*Task prompt*:
How many lines of the material below contain the string "start"? Answer with the number and nothing else.

*Material for the task*:

________________________

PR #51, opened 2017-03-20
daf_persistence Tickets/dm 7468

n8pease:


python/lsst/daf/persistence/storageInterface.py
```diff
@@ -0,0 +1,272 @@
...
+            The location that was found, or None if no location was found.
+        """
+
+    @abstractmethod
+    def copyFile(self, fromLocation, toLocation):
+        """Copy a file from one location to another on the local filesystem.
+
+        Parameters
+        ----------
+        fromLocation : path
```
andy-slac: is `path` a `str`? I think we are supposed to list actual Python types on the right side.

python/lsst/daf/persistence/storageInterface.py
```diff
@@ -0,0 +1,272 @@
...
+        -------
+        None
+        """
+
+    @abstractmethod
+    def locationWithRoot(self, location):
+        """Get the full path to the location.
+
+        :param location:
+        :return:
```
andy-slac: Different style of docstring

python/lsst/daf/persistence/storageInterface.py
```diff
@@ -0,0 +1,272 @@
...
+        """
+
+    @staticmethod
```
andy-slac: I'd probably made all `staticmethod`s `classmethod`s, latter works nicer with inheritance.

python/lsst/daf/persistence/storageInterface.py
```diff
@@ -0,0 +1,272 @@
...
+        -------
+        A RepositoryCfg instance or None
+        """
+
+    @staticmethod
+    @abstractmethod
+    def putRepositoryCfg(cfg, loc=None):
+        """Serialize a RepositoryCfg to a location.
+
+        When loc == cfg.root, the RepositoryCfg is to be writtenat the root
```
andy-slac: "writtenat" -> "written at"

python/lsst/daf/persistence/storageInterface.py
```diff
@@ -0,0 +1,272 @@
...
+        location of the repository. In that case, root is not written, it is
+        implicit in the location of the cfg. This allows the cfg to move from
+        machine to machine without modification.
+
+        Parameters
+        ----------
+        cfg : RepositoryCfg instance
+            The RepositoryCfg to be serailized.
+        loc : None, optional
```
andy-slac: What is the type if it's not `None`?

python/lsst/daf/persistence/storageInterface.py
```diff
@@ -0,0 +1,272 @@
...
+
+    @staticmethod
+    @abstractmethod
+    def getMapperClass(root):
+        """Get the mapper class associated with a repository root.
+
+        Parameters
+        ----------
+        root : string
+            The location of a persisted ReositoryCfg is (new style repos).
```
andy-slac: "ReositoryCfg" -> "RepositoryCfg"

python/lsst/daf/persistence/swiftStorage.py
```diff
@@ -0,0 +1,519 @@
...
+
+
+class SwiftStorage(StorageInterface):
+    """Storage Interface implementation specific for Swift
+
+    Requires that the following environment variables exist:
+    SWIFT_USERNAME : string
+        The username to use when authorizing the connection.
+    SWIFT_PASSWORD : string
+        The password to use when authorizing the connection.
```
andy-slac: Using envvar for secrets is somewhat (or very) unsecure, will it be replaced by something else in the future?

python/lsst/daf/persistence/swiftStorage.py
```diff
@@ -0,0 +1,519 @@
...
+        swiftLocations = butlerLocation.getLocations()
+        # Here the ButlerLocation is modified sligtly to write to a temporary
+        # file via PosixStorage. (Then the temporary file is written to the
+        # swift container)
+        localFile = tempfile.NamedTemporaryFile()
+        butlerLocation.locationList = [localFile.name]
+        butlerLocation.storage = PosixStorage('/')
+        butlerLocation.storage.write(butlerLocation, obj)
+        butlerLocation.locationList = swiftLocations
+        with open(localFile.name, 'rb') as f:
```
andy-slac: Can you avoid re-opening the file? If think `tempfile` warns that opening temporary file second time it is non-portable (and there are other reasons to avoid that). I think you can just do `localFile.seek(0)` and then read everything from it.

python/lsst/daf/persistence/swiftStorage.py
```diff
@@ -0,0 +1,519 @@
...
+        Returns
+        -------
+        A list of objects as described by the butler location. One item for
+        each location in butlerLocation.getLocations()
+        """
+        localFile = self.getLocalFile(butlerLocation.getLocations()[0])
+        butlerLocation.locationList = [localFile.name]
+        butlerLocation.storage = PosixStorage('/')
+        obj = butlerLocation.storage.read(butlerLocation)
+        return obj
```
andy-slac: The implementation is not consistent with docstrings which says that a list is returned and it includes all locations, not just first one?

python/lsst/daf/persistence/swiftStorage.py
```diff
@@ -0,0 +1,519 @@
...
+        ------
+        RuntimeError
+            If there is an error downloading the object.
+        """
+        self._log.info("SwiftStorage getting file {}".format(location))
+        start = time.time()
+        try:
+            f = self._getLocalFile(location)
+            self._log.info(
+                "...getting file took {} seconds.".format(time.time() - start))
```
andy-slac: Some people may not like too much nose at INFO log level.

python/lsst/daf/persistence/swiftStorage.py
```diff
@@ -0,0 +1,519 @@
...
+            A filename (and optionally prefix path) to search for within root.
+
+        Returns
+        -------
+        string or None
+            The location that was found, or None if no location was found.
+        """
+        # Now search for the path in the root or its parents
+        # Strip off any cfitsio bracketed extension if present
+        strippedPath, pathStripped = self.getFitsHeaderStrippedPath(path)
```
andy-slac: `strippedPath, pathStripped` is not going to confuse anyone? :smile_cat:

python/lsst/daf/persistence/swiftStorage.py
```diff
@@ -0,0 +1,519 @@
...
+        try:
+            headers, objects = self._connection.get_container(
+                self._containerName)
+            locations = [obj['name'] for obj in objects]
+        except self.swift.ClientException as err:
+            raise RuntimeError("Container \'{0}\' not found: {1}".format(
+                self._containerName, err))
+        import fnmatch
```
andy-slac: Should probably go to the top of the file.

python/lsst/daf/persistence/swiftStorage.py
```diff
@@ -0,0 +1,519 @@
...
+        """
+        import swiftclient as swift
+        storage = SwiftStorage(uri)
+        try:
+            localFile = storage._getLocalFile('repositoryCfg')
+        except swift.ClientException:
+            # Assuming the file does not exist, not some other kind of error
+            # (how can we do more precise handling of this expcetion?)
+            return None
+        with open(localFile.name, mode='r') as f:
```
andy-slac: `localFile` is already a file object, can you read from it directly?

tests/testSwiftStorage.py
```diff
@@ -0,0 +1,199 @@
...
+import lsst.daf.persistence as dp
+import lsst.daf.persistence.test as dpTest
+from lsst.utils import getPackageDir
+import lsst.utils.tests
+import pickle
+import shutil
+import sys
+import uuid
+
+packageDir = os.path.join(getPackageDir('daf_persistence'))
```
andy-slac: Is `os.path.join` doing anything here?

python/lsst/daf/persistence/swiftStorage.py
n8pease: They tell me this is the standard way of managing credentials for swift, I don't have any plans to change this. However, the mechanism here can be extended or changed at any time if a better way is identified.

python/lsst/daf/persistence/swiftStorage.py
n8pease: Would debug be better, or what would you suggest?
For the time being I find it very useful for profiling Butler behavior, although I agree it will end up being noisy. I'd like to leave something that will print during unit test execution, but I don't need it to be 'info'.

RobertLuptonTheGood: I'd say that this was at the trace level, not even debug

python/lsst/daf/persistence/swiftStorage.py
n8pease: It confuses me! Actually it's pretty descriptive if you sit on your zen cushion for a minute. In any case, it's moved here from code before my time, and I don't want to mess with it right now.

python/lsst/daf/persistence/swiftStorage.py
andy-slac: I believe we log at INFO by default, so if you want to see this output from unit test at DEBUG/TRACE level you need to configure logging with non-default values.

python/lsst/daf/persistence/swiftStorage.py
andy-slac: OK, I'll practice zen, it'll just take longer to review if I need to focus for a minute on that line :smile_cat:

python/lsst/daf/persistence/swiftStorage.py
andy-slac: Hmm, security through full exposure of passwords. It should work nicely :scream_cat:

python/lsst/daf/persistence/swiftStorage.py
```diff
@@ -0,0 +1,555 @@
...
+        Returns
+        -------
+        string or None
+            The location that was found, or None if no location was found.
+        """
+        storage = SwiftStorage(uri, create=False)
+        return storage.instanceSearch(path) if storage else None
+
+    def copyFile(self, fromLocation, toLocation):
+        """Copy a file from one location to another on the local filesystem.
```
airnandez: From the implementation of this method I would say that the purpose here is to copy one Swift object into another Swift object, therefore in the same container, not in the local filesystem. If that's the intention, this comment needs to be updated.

________________________

*Answer for this exercise*:
2